Un choix, bien souvent, qui est dicté par le calendrier et l'endroit des compétitions. Même si le village des athlètes est situé à distance de marche du Stade olympique, ceux et celles qui participeront à la cérémonie ne s'endormiront pas avant une heure du matin puisque les festivités se termineront vers minuit. La plupart des athlètes qui se contenteront de suivre le tout à la télé sont donc ceux qui ont des compétitions dès samedi matin, ou encore dans des sites éloignés de Londres.

Ce sera le cas des joueuses de tennis Aleksandra Wozniak et Stéphanie Dubois, qui disputeront leur match de double dès samedi matin, à 11h30, au All England Club à Wimbledon, en banlieue de Londres.
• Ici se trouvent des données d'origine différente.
PR #85, opened 2022-08-08
Axiom Diagnostics: option for keeping temporary file

wkolowski:
I tested it and it works for me...


palmskog (approved):
I think there are less intrusive ways of passing a parameter with a default value (something like `KEEP_TMP =? true`), but let's go with this for now.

Elles devront donc troquer l'uniforme canadien pour les pyjamas.

Et même si leur épreuve n'a lieu que dimanche, les plongeuses Émilie Heymans et Jennifer Abel ne participeront pas à la cérémonie d'ouverture non plus. Elles ne veulent pas compromettre leurs chances — qui sont excellentes — d'accéder au podium à l'occasion du 3 mètres synchro.

«Le but premier des Jeux olympiques, c'est la performance, a souligné Tewksbury. C'est ce souvenir-là qui va te rester pour la vie et il y a quand même la cérémonie de fermeture. Et ça, c'est vraiment la fête des athlètes. Ce serait désolant de marcher pendant la cérémonie d'ouverture et ensuite le regretter parce que c'a eu un impact sur ta performance.»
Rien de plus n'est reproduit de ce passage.